My favorite part of Bootstrap 4 is actually its newly included CSS reset
Reboot [0]. It's built on Normalize, but also provides a set of very
compelling improvements like making use of the native font stack, a bunch of
very sensible spacing and layout adjustments, and built-in optimizations for
touch responsiveness (removing the 300ms delay). I'm definitely going to be
trying it out on my next project regardless of whether or not it uses
Bootstrap itself.

With that said, I don't mean to rain on the parade, but I've been gradually
deviating away from using CSS frameworks for my projects, not because I don't
_want_ to use them, but rather because most CSS frameworks don't seem to mix
naturally with component-oriented CSS-in-JS libraries like glamorous [1],
which is my preferred way to work with styling these days.

If I do include a CSS framework, I end up having to use a mix of custom
component-scoped styles and global CSS classes from these frameworks, and
those CSS classes may have margins and cascading effects that reach into
children. This breaks component-level style isolation, and makes the styling
of children much harder to reason about, which defeats much of the purpose of
using component-oriented CSS to begin with.
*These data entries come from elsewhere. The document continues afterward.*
PR #3425, opened 2023-02-22
Intercom bad-request bug

embarnard:
IntercomService's create messages has flaky `Intercom::BadRequestError (No conversation for this user)` errors when trying to reply to clients' last message even though we are able to find the last message.

### DIFF
--- a/app/services/intercom_service.rb
+++ b/app/services/intercom_service.rb
@@ -8,14 +8,15 @@ class IntercomService
     return nil if body.blank?
 
     contact = contact_from_client(client) || contact_from_email(email_address) || contact_from_sms(phone_number)
+    most_recent_convo = most_recent_conversation(contact.id)
 
-    if contact.present? && most_recent_conversation(contact.id).present?
+    if contact.present? && most_recent_convo.present?
       # Per https://developers.intercom.com/intercom-api-reference/reference/reply-to-a-conversation
       # type is always user and message_type is always comment.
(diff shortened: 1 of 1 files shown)


app/services/intercom_service.rb
```diff
@@ -8,14 +8,15 @@ def self.create_message(email_address:, phone_number:, body:, client:, has_docum
...
     contact = contact_from_client(client) || contact_from_email(email_address) || contact_from_sms(phone_number)
+    most_recent_convo = most_recent_conversation(contact.id)
 
-    if contact.present? && most_recent_conversation(contact.id).present?
+    if contact.present? && most_recent_convo.present?
       # Per https://developers.intercom.com/intercom-api-reference/reference/reply-to-a-conversation
       # type is always user and message_type is always comment.
       Rails.logger.info("Replying to intercom conversation -- intercom contact id ##{contact.id}")
       intercom_api(:conversations,
-                   :reply,
```
embarnard, line 17: this seems to work in most cases but for some clients were their conversations have been close for a long time it doesn't

app/services/intercom_service.rb
```diff
@@ -8,14 +8,15 @@ def self.create_message(email_address:, phone_number:, body:, client:, has_docum
...
-                   { id: 'last',
+                   :reply_to_last,
```
embarnard, line 18: making these changes seemed to have let one client, who had errors, messages through when I tested it but should probably confirm for more clients

PR #3841, opened 2023-12-04
Update AZ state ID info link and XML

mpidcock:


app/views/state_file/questions/ny_primary_state_id/_state_id.html.erb
```diff
@@ -33,9 +33,11 @@
         <% if options[:include_first_three_doc_num] == true %>
           <%= f.cfa_input_field(:first_three_doc_num, t("state_file.questions.primary_state_id.state_id.id_details.first_three_doc_num"), classes: ["form-width--short"]) %>
         <% end %>
-        <div class="spacing-above-25">
-          <a href="https://dmv.ny.gov/id-card/sample-photo-documents" target="_blank" rel="nofollow noopener"><%= t('state_file.questions.primary_state_id.state_id.info_link') %></a>
-        </div>
+        <% if options[:info_link] %>
```
jenny-heath, line 36: since they both have the info link, we probably don't *need* this—i'm assuming the purpose is to make it more flexible but we only have the 2 cases so i've been assuming no need to make it flexible. that said, it really doesn't matter whether we keep this condition or not

jenny-heath (approved):
looks good!

PR #3842, opened 2023-12-04
fix incorrect assignments in IT213 calculations and add test coverage

loumoore:


spec/lib/efile/ny/it201_spec.rb
loumoore, line 1: there are still a few more logic branches to cover in the IT213 calculations, which i'll make sure we have tickets filed for. these new tests exercise the branches that triggered this bug and weren't previously covered.

spec/lib/efile/ny/it201_spec.rb
```diff
@@ -39,20 +39,127 @@
...
+        expect(instance.lines[:IT213_WORKSHEET_B_LINE_4B].value).to eq(0)
+        expect(instance.lines[:IT213_WORKSHEET_B_LINE_5].value).to eq(18000)
+        expect(instance.lines[:IT213_WORKSHEET_B_LINE_6].value).to eq(2700)
+        expect(instance.lines[:IT213_WORKSHEET_B_LINE_7].value).to eq(0)
+        expect(instance.lines[:IT213_WORKSHEET_B_LINE_8].value).to eq(2700)
+        expect(instance.lines[:IT213_WORKSHEET_B_LINE_9].value).to eq(2700)
+        expect(instance.lines[:IT213_LINE_7].value).to eq(2700)
+        expect(instance.lines[:IT213_LINE_14].value).to eq(891)
+      end
+    end
```
tahsinaislam, line 162: nonblocking question out of curiosity: should this be in a separate it213 spec file or should this test suite be labeled more generally for ny calculations?

tahsinaislam (approved):
Accepted!

spec/lib/efile/ny/it201_spec.rb
loumoore: yeah good question! tl;dr is i don't feel super strongly about whether it'd be better to rename or do some extra work to initialize the it213/214/215 tests in a different place, but they always require it201 to be calculated first so this was the easiest path to adding test coverage across all the NY forms. 

back when i first tried writing tests for it213/214/215 i started them in their own files but in practice they are always calculated together starting with it201 and many use cases require it201 to be calculated first. i'm sure we could do the work of initializing it201 everywhere but the easiest route was to just test all of the NY calculations together in one place. we could rename it too, although i wasn't sure if breaking the standard naming convention was worth it. since what's going on here is sorta it201 delegating some of its calculations to other forms, i thought it wasn't too much of a stretch to just consider it all it201 testing 🤷

PR #3843, opened 2023-12-04
About page

rickreyhsig:
https://www.pivotaltracker.com/story/show/186317094

https://statefile.pr-3843.getyourrefund-testing.org/

http://statefile.localhost:3000/

AboutPage


app/controllers/state_file/questions/pending_federal_return_controller.rb
```diff
@@ -1,6 +1,6 @@
 module StateFile
   module Questions
-    class PendingFederalReturnController < QuestionsController
+    class PendingFederalReturnController < LandingPageController
```
rickreyhsig, line 3: May need a bigger refactor to make this PR and a few other pages `namespaced` entirely to LandingPages instead of to Questions.

bengolder (changes requested):
The content is good!

I also realized the ticket is not specific enough about the desired outcome. To rephrase the outcome of this story, when a user goes to the root path, `"/"`, on any fileyourstatetaxes domain (`statefile.localhost:3000/`, `demo.fileyourstatetaxes.org`, `staging.fileyourstatetaxes.org` or `www.fileyourstatetaxes.org`) they should see this page.

You are correct that we would not want this to be a questions controller. Currently, the root path for these domains will go to `StateFilePagesController#home`, which is the page that loads when you open `http://statefile.localhost:3000/` on your computer. The team had to do a similar thing when making the [CTC home page](https://www.getctc.org/en). Notice the [route constraint](https://github.com/codeforamerica/vita-min/blob/main/config/routes.rb#L377) and [home page routing](https://github.com/codeforamerica/vita-min/blob/main/config/routes.rb#L410-L414) for CTC.

rickreyhsig:
Had a flaky test here: https://app.circleci.com/pipelines/github/codeforamerica/vita-min/18898/workflows/ede0017f-8e97-4957-9ec2-b4dda8d2e718/jobs/48360/tests

But passes locally;  merging....

PR #3846, opened 2023-12-04
Decline terms and conditions page

tahsinaislam:


app/controllers/state_file/questions/declined_terms_and_conditions_controller.rb
```diff
@@ -0,0 +1,12 @@
+module StateFile
+  module Questions
+    class DeclinedTermsAndConditionsController < QuestionsController
+
+      def self.show?(_intake)
+        false
+      end
```
bengolder, line 7: I think we should be storing their answer and whether they consented ([similar to GYR](https://github.com/codeforamerica/vita-min/blob/main/app/models/intake.rb#L380)) and that this should be shown if they have any answer other than "yes"

app/views/state_file/questions/terms_and_conditions/edit.html.erb
```diff
@@ -9,10 +9,17 @@
...
+        <%= f.button :submit, name: "#{f.object_name}[consented_to_terms_and_conditions]", value: 'yes', class: 'button button--primary' do %>
+          <%= t(".accept") %>
+        <% end %>
+        <%= f.button :submit, name: "#{f.object_name}[consented_to_terms_and_conditions]", value: 'no', class: 'button' do %>
+          <%= t(".decline") %>
+        <% end %>
+      </div>
+    </div>
+  <%end %>
+<% end %>
```
tahsinaislam, line 25: I couldn't find simpler versions of the yes no buttons. It looks like every example in the codebase is similar to this format if I'm not mistaken.

bengolder: You're right! I can't find better examples either. This seems like a good opportunity for a refactor at some point!

bengolder (approved):
Approved! Great work! Thank you Tahsina!

PR #3849, opened 2023-12-05
Add devise to state file intake tables, require sign in past data transfer

jenny-heath:
temporarily redirect to root path


app/controllers/concerns/authenticated_state_file_intake_concern.rb
```diff
@@ -0,0 +1,16 @@
...
+  extend ActiveSupport::Concern
+
+  included do
+    before_action :require_state_file_intake_login
+  end
+
+  private
+
+  def require_state_file_intake_login
+    if current_state_file_az_intake.blank? && current_state_file_ny_intake.blank?
```
bengolder, line 11: I wonder if we can make one clear method that we can use, but I'm not sure exactly what it would be.

bengolder (approved):

bengolder (approved):
Great! This is super helpful, thank you for getting this done so quickly! Approved! The only non-blocking thing I would request is to add comments to the navigation files so that it's easier to understand where sign in occurs.

PR #3850, opened 2023-12-06
Add other filing options offboarding

embarnard:
**`questions/unemployment/new` page**
Before changes:
Screenshot 2023-12-06 at 12 27 15 PM

With changes:
Screenshot 2023-12-05 at 7 34 56 PM

**`/questions/other_filing_options?us_state=az` page (new)**
Screenshot 2023-12-06 at 12 27 55 PM

### DIFF
--- a/app/controllers/state_file/questions/other_filing_options_controller.rb
+++ b/app/controllers/state_file/questions/other_filing_options_controller.rb
@@ -1,0 +1,6 @@
+module StateFile
+  module Questions
+    class OtherFilingOptionsController < QuestionsController
+    end
+  end
+end
--- a/app/controllers/state_file/questions/other_filing_options_controller.rb
+++ b/app/controllers/state_file/questions/other_filing_options_controller.rb
@@ -1,6 +1,7 @@
 module StateFile
   module Questions
     class OtherFilingOptionsController < QuestionsController
+      def edit; end
     end
   end
 end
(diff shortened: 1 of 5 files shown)


app/views/state_file/questions/other_filing_options/edit.html.erb
```diff
@@ -0,0 +1,23 @@
+<% title = t(".title") %>
+
+<% content_for :page_title, title %>
+<% content_for :card do %>
+  <h1 class="h2"><%= title %></h1>
+  <p><%= t(".subtitle", state: (params[:us_state] == "az" ? "Arizona" : "New York")) %></p>
```
rickreyhsig, line 6: I would suggest using the `States.name_for_key` helper here:

```ruby
irb(main):042> States.name_for_key('ny'.upcase)
=> "New York"
irb(main):043> States.name_for_key('az'.upcase)
=> "Arizona"

```

app/controllers/state_file/questions/other_filing_options_controller.rb
```diff
@@ -0,0 +1,6 @@
+module StateFile
+  module Questions
+    class OtherFilingOptionsController < QuestionsController
+    end
```
rickreyhsig, line 4: I would suggest adding and empty edit action here to prevent confusion since on the config and the template file you reference it.

PR #3852, opened 2023-12-06
update NY county and school district screens to have a blank option to start

loumoore:
also updated styles on those pages

### DIFF
--- a/app/controllers/state_file/questions/ny_county_controller.rb
+++ b/app/controllers/state_file/questions/ny_county_controller.rb
@@ -4,23 +4,8 @@ module StateFile
   module Questions
     class NyCountyController < AuthenticatedQuestionsController
       include ReturnToReviewConcern
-      
-      def edit
-        @counties = counties_from_csv
-        super
-      end
 
       private
-
-      def counties_from_csv
-        csv_file_path = Rails.root.join('docs', 'ny_school_districts.csv')
-        csv_content = File.read(csv_file_path)
-
-        io = StringIO.new(csv_content)
-        CSV.parse(io, headers: true).map do |row|
-          row['County']
-        end.uniq
-      end
 
       def illustration_path; end
     end
--- a/app/helpers/vita_min_form_builder.rb
+++ b/app/helpers/vita_min_form_builder.rb
@@ -45,6 +45,44 @@ class VitaMinFormBuilder < Cfa::Styleguide::CfaFormBuilder
     label_text.html_safe
   end
 
+  def vita_min_state_file_select(
+    method,
+    label_text,
+    collection,
+    options = {},
+    &block
+  )
+
+    html_options = {
+      class: "select__element",
+    }
+
+    label_class = options[:label_class] || ""
+    label_class += options[:hide_label] ? " sr-only" : ""
+    formatted_label = label(
+      method,
+      label_contents(
+        label_text,
+        options[:help_text],
+        options[:optional],
+        ),
+      class: label_class,
+      )
+    html_options_with_errors = html_options.merge(error_attributes(method: method))
+
+    html_output = <<~HTML
+          <div class="form-group#{error_state(object, method)}">
+            #{formatted_label}
+            <div class="select">
+              #{select(method, collection, options, html_options_with_errors, &block)}
+            </div>
+            #{errors_for(object, method)}
+          </div>
+        HTML
+
+    html_output.html_safe
+  end
+
   def vita_min_select(
     method,
     label_text,
--- a/config/locales/en.yml
+++ b/config/locales/en.yml
@@ -510,6 +510,7 @@ en:
     search: Search
     security_html: Your information is secure and the information you provide will be handled in accordance with our %{privacy_link}.
     select_file: Select file
+    select_prompt: "-Select-"
     send: Send
     send_message: Send message
     separated: Separated
--- a/config/locales/es.yml
+++ b/config/locales/es.yml
@@ -512,6 +512,7 @@ es:
     search: Búsqueda
     security_html: Su información está segura y la información que proporcione será tratada de acuerdo con nuestro %{privacy_link}.
     select_file: Seleccionar archivo
+    select_prompt: "-Seleccionar-"
     send: Enviar
     send_message: Enviar un mensaje
     separated: Separado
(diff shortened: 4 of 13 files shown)


app/controllers/state_file/questions/ny_county_controller.rb
```diff
@@ -4,24 +4,9 @@ module StateFile
...
-      def counties_from_csv
-        csv_file_path = Rails.root.join('docs', 'ny_school_districts.csv')
-        csv_content = File.read(csv_file_path)
-
-        io = StringIO.new(csv_content)
-        CSV.parse(io, headers: true).map do |row|
-          row['County']
-        end.uniq
-      end
-
```
loumoore, line 24: moved to application_helper

app/helpers/vita_min_form_builder.rb
```diff
@@ -45,6 +45,44 @@ def h1_label_contents(label_text, help_text, optional = false)
...
+            <div class="select">
+              #{select(method, collection, options, html_options_with_errors, &block)}
+            </div>
+            #{errors_for(object, method)}
+          </div>
+        HTML
+
+    html_output.html_safe
+  end
+
```
loumoore, line 85: did all this just to add the label_class option, because the label on these select inputs should be bold. and looking across the state file designs, i think whether it will be bold might depend on whether there's a single question or if it's part of a bigger form group, in which case it should be an option. and the vita_min_select function is already taken, but it implements the labels as h1s, which i don't think we want either. so i'm not super in love with this but i think we need something different than what we've got 🤷

config/locales/es.yml
```diff
@@ -512,6 +512,7 @@ es:
     search: Búsqueda
     security_html: Su información está segura y la información que proporcione será tratada de acuerdo con nuestro %{privacy_link}.
     select_file: Seleccionar archivo
+    select_prompt: "-Seleccionar-"
```
loumoore, line 515: maybe i should have put this under the state_file namespace to avoid i18n-tasks from complaining instead? but i think the correct translation is pretty clear?

spec/controllers/state_file/questions/ny_county_controller_spec.rb
```diff
@@ -7,17 +7,6 @@
...
-    it "assigns the correct data structure to @counties" do
-      get :edit, params: { us_state: "ny" }
-
-      counties = assigns(:counties)
-      expect(counties).to include('Montgomery')
-      expect(counties).to include('Nassau')
-      expect(counties).to eq counties.uniq
-    end
-  end
-
```
loumoore, line 20: moved to application_helper_spec

spec/controllers/state_file/questions/ny_school_district_controller_spec.rb
```diff
@@ -7,17 +7,6 @@
...
-    it "assigns the correct data structure to @school_districts including combined district names" do
-      get :edit, params: { us_state: "ny" }
-
-      school_districts = assigns(:school_districts)
-      expect(school_districts).to include(['Bellmore-Merrick CHS North Bellmore', 'Bellmore-Merrick CHS North Bellmore'])
-      expect(school_districts).to include(['Carle Place', 'Carle Place'])
-      expect(school_districts).to eq school_districts.uniq
-    end
-  end
-
```
loumoore, line 20: moved to application_helper_spec

app/controllers/state_file/questions/ny_county_controller.rb
bengolder: Non-blocking preference: I appreciate the effort to refactor, my instinct is that this would be clearer in the controller, because the data is specific to this particular page. I wouldn't put this in application_helper unless I expected it to be used by multiple controllers, ideally only if used by many of them, because it makes the method available to all controllers in the app. Here's another option, for your consideration:

```ruby
class NyCountyController < AuthenticatedQuestionsController
  include ReturnToReviewConcern
  helper_method :counties_from_csv
  # ...
  def counties_from_csv
    # ...
  end
end
```

I'd also recommend checking out `config/initializers/nys_data.rb` and `app/lib/efile/ny/constants.rb`. The `counties_from_csv` method, as currently implemented, will load the same data from the file system with every new request. If instead we load the options from the filesystem during the preload process, they can hang out in memory and won't need to be reloaded.

app/helpers/vita_min_form_builder.rb
bengolder: That sounds frustrating to have to do. I believe it's possible to update the styles with css only, so I don't think this is necessary. We also have [a story](https://www.pivotaltracker.com/story/show/186624747) for updating select elements across all of state file.

config/locales/en.yml
```diff
@@ -510,6 +510,7 @@ en:
     search: Search
     security_html: Your information is secure and the information you provide will be handled in accordance with our %{privacy_link}.
     select_file: Select file
+    select_prompt: "-Select-"
```
bengolder, line 513: For a generic default, I'd remove the dashes, maybe say "Select option". My first instinct would have been to use "Select county" and "Select school district" but I'm not sure whether that would look okay visually.

spec/helpers/application_helper_spec.rb
```diff
@@ -44,4 +44,22 @@
...
+  end
+
+  describe "ny_school_district_options_for_select" do
+    it "loads the correct data structure for NY School Districts" do
+      school_districts = ny_school_district_options_for_select('Nassau')
+      expect(school_districts).to include(['Bellmore-Merrick CHS North Bellmore', 'Bellmore-Merrick CHS North Bellmore'])
+      expect(school_districts).to include(['Carle Place', 'Carle Place'])
+      expect(school_districts).to eq school_districts.uniq
+    end
+  end
```
bengolder, line 64: I appreciate that you added unit tests for this!

app/controllers/state_file/questions/ny_county_controller.rb
loumoore: i did this because it doesn't work in the controller, the @counties variable is lost when validation fails. i assume that's solvable somehow but it wasn't immediately obvious to me, and when i started to poke around i noticed that we frequently use this pattern to load options from application_helper instead of in controllers. 

i didn't implement the csv loading code, but the caching sounds useful, i'll look into that before i merge.

app/helpers/vita_min_form_builder.rb
loumoore: re-checked the designs and confirmed, some "form-question" labels are bold and others are not, and there's nothing i can see to differentiate them in the code currently without adding a class. so i'm gonna leave this for now, maybe later designs will change or someone will be smarter and we can get rid of it.

PR #3853, opened 2023-12-06
customized 404 and 500 error pages for state file namespace

loumoore:


loumoore:
i looked into some other ways to do this, but could only solve more elegantly for the 404 page, which can be handled in routes. that doesn't seem possible for the 500 page though, since rails is unaware of namespaces at the time the exeption app handles them (as far as i can tell).

so the approach i used is similar to how we were already detecting that a page was part of the hub: I added an application_controller method that looks at the namespace of the current class as well as the request domain to determine whether the page is part of state_file. that method is then used in the application layout to decorate pages with the right header and footer, and in the 404 and 500 pages to set the right content.

embarnard (approved):
Looks good!

PR #3855, opened 2023-12-06
Add deduction amount for MFS filing status and only show spouse name if present in 201 and return header

embarnard:


embarnard:
Tiffany was seeing these XML errors when filing MFS and adding spouse SSN for a New York client 
Screenshot 2023-12-06 at 10 26 52 AM

loumoore (approved):

PR #3859, opened 2023-12-08
NY IT2 PDF

tahsinaislam:


app/lib/pdf_filler/ny_it2_pdf.rb
```diff
@@ -0,0 +1,60 @@
...
+      w2 = @kwargs[:w2]
+      answers = {
+        'Box_a' => w2.employee_ssn,
+        'Box_b' => w2.employer_ein,
+        'Box_c1' => w2.employer_name,
+        'Box_c2' => w2.employer_street_address,
+        'Box_c3_city' => w2.employer_city,
+        'Box_c3_state' => w2.employer_state,
+        'Box_c3_zip' => w2.employer_zip_code,
+        'Box_c3_county' => 'USA', #TODO check if other countries allowed
```
rickreyhsig, line 24: This is county, not country

app/models/w2.rb
```diff
@@ -65,7 +67,7 @@ class W2 < ApplicationRecord
   enum box13_retirement_plan: { unfilled: 0, yes: 1, no: 2 }, _prefix: :box13_retirement_plan
   enum box13_third_party_sick_pay: { unfilled: 0, yes: 1, no: 2 }, _prefix: :box13_third_party_sick_pay
 
-  delegate :first_name, :middle_initial, :suffix, :last_name, :ssn, to: :employee_obj, allow_nil: true, prefix: :employee
+  delegate :first_name, :middle_initial, :suffix, :last_name, to: :employee_obj, allow_nil: true, prefix: :employee
```
rickreyhsig, line 70: Is this because we are saving the SSN on the W2 record?

tahsinaislam: yes!

app/lib/pdf_filler/ny_it2_pdf.rb
tahsinaislam: the pdf field name is county when i dump the data fields. But the label on the pdf outside the box is Country

spec/controllers/ctc/portal/w2s/misc_info_controller_spec.rb
```diff
@@ -14,6 +14,7 @@
   end
 
   before do
+    skip
```
tahsinaislam, line 17: paired with Em on this. Skipping only CTC related tests that are failing from W2 model changing from has_one w2_box14 to has_many: w2_box14

app/models/w2.rb
bengolder, line 1: I don't think we should be modifying this model for state file work. If we truly need a model, then we should create an independent StateFileW2 model, similar to the way we handled dependents. But generally we should only need a model for this information if we are allowing someone to edit the information.

app/models/w2.rb
```diff
@@ -27,6 +27,7 @@
 #  creation_token                     :string
 #  employee                           :integer          default("unfilled"), not null
 #  employee_city                      :string
+#  employee_ssn                       :string
```
bengolder, line 30: We should never store SSN information without ensuring that it is encrypted

app/lib/pdf_filler/ny_it2_pdf.rb
```diff
@@ -14,39 +14,40 @@ def initialize(submission, kwargs)
...
+      #   'Box_17a' => w2.w2_state_fields_group.box17_state_income_tax,
+      #   'Box_18a' => w2.w2_state_fields_group.box18_local_wages,
+      #   'Box_19a' => w2.w2_state_fields_group.box19_local_income_tax,
+      #   'Box_20a' => w2.w2_state_fields_group.box20_locality_name,
+      # }
+      # w2.w2_box14.each_with_index do |box14, index|
+      #   break if index >= 4
+      #   answers["14#{('a'..'d').to_a[index]}_description"] = box14.other_description
+      #   answers["Box_14#{('a'..'d').to_a[index]}"] = box14.other_amount
+      # end
```
mpidcock: Wondering if this can be removed? Or if it is likely to be useful to reference later

tahsinaislam: yes it was removed!

bengolder (approved):
Excellent job!!

bengolder (approved):
Excellent job!!

PR #3866, opened 2023-12-09
update test xml for multiple dependents with unique SSNs, and add test coverage for this case

loumoore:


bengolder (approved):
Thank you! I probably entered the same ssn for all of them on Direct File. I'll have to add this tip to the DF Testing guidance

What I really want to do is to import styles from a well designed CSS
framework _as a JS module_ (but I'm willing to accept anything that's properly
namespaced and isolated, like CSS Modules), and compose them with my own
styles without worrying about a polluted global namespace or styles from
parents reaching into children/vice versa or fighting with specificity issues.

So far, I haven't found any CSS frameworks that fit the bill, but Tachyons [2]
seems like it could be close enough (by emphasizing modular, low specificity,
shallowly cascading styles) that I could maybe just run it through a CSS to JS
compiler like native-css [3] and import its classes and compose them as I
would with any other JS style object. This is something I'm going to
experiment with soon enough, but I'd love to hear if others have any
thoughts/experiences they'd like to share on using CSS frameworks with
component-oriented CSS.

[0]
[https://getbootstrap.com/docs/4.0/content/reboot/](https://getbootstrap.com/docs/4.0/content/reboot/)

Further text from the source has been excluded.